Tuesday, April 28, 2015

WHAT DO WE DO ABOUT BALTIMORE - a comment on a post in Margaret and Helen blog.



     Sometimes I follow a blog called Margaret and Helen, and a last post in it attracted my attention. I carefully read it and wrote a comment. In it I didn't include all of my thoughts on the events that recently happen in the United States. I wish, I understood them better. Still, I have a personal opinion on them.

Here is a post in a blog:


A Message to Whiteyby Helen Philpot



Margaret - I had assumed if I wrote again, it would mostly likely be about Hillary. But watching all this violence in Baltimore unfolding on the television moves me to write this instead. Normally I would tell you that when it comes to racial issues, an old white woman from Georgia probably should keep her mouth shut and her opinion to herself. In fact, that's probably a good idea for white people everywhere because we really probably will just say a whole lot of stupid if we open our mouths right now. But you know me, I have never known when to just shut up...

HERE IS MY WHITE STORY:

About 60 years ago my husband and I scraped together every penny we had to buy a small but lovely home in a safe neighborhood with good schools. Our children had a lovely childhood. They got a good education and always knew that going to college was an achievable goal. The worst thing that ever happened in our neighborhood was a bad divorce or a scandalous affair. Murders and robberies happened across town. And when that happened we spoke of it in hushed tones as we smoked fancy cigarettes and drank iced tea on the back porch. Our children all graduated from college, married and had families of their own. Our grandchildren are repeating the cycle and we even have some great-grandchildren who will continue to do well long after I am dead and gone.

HERE COULD HAVE BEEN MY STORY IF I WAS A BLACK WOMAN:

About 60 years ago my husband and I would have tried to scrape together enough money to buy a small but lovely home in a safe neighborhood with good schools. Unfortunately the banks would not give us funding and the neighborhood we wanted was restricted anyway. Our children would never truly feel the American dream was about them. The schools they attended would be poorly funded and under-achieving in every way. As hard as I tried to hide it from them, they would know that a life of crime, drugs and violence was a real possibility and it probably would pay better than any job they could get. Fearing authority would come more easily than trusting it. Some of them might overcome the odds but more than likely they w0uld repeat a life of near poverty and almost but not quites... College would be possible but nearly twice as many of their white friends would see that happen rather than their black friends. They would have been called the n-word in various forms many times in their life and they would know that 1 in every 15 African American men are incarcerated in comparison to 1 in every 106 white men. When my family eventually celebrated the election of the first black President... we would have done so knowing he might be the last for many years to come. My grandchildren and great-grandchildren might fare slightly better, but only slightly and only if they were very lucky.
According to the Bureau of Justice Statistics, one in three black men can expect to go to prison in their lifetime.
Students of color face harsher punishments in school than their white peers, leading to a higher number of youth of color incarcerated.
The war on drugs has been waged primarily in communities of color where people of color are more likely to receive higher offenses.
Once convicted, black offenders receive longer sentences compared to white offenders.
Voter laws that prohibit people with felony convictions to vote disproportionately impact men of color.
Studies have shown that people of color face disparities in wage trajectoryfollowing release from prison

Having written this, I know I should probably erase and just turn off this computer. But you know me...

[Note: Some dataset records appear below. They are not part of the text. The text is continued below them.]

Issue #573, opened 2025-07-20
Trigger FAST format in analyzer when used with *-serial


keesverruijt:
When not reading from a logfile but a pipeline fed by `antisense-serial` or `ikonvert-serial` the format is FAST, e.g. all data for fast pgns on one line; the tools could write a header that explains the format which would be understood by `analyzer` so it doesn't mistakenly see the first few short fast PGNs as unreadable.

See #569 for such an occasion where a user didn't realise this is what was going on.

PR #631, opened 2026-05-17
feat: add maretron-ipg, a TCP client for the Maretron IPG100 gateway

sentientapp:
## Summary

  Add `maretron-ipg`, a new bidirectional gateway tool for the Maretron IPG100
  NMEA 2000-to-Ethernet bridge. Slots in alongside `actisense-serial` and
  `ikonvert-serial` as another canboat tool that adapts one wire format to
  canboat plain-CSV.

 ## Details

  - This **does not consume** one of the IPG's licensed-client slots. Operators can 
    run multiple `maretron-ipg` connections alongside paid clients (N2KView).
  - The IPG100 caps total simultaneous client connections at 20 regardless of
    type, so `maretron-ipg` sessions still count toward that limit.
  - Binary mode is required: the IPG's default ASCII output is decoded using
    its internal PGN dictionary, which is limited.
  - The IPG100 does **no device-side PGN filtering** in either direction. Every
    frame on the bus reaches every connected client, and every frame any client
    writes is forwarded both to the bus and to all *other* connected clients.
  - The IPG handles fast-packet reassembly itself, so each frame carries a full
    logical N2K payload.
  - On TX, source address on the wire is always `0xFF` — the IPG substitutes
    its own claimed SA.

  ## Test plan

  - Smoke-tested both RX and TX against a Maretron IPG100. Receive
    decodes through `analyzer -json -nv` to the expected JSON for live bus
    traffic; transmit verified end-to-end by a separate N2K logging device
    on the same bus capturing every frame the IPG forwards.


sbender9:
Hats off to your AI. TLDR. Will canboatjs need changes for this?

sentientapp:
I slimmed down the description.  This works fine with canboatjs if the `-q` flag is used to suppress INFO logs and the `toChildProcess: "nmea2000out"` option is used to enable outbound writes.

I do get an `Error: Parser not found for input. - # format=FAST` thrown on startup from `parseN2kString` due to #573.  Same issue is currently affecting `actisense-serial` and `ikonvert-serial`.  Submitted canboat/canboatjs#429 to fix it.

I have a TypeScript version of `maretron-ipg` ready to PR later today.

keesverruijt:
Sorry, the mail hit my junk folder and I am crossing the pacific right now!

It's amazing what the AIs can do nowadays. Happy to merge.

sentientapp:
Thanks for the merge, Kees!  Safe travels.  Hope the weather's cooperating.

This Whitey really doesn't fully understand what is happening in Baltimore. What I have written here is not meant as an excuse for the violence, but it certainly is a reason to look beyond the violence and try to see the truths behind it. I know there is no excuse for violence and that it won't solve the problem. I know that you don't put out the fire in your kitchen by starting one in your living room. But I also know I have never known and might never know someone in a gang. And I personally will probably never know anyone who has been shot at or killed by a bullet outside of a war zone. My life is very sheltered and my opinion is, therefore, very narrow. The images I see on television don't even remotely relate to my reality.

Yes. I really should have just kept my opinion to myself. Unfortunately, a 24-hour never-ending news cycle made that very, very hard to do. I mean it... Really.

And here is my comment to it (you are welcome to air your own opinions, of course):



  1. I agree with you on every point, except, what are we going to do about it? Excuse the violence in hushed tones and get back to out white lives? In my life I’ve known persecution and danger. I might not understand, what black mothers and fathers go through, but I am open to hear them. I just don’t understand, how looting and violence help the cause of equal rights. In my country of the Soviet Union I also studied the way some underground or covert movement can exploit difficulties in society for its own agenda. And that agenda would be to undermine the said society and create, what is called, “a revolutionary situation”, when desperation and confusion will push people to follow the path to a totalitarian regime. Nice white people in this country might not see or understand this and ignore the unacceptable behavior, because of our white liberal guilt. We need to push for positive, common sense reforms in our law enforcement, but always be vigilant.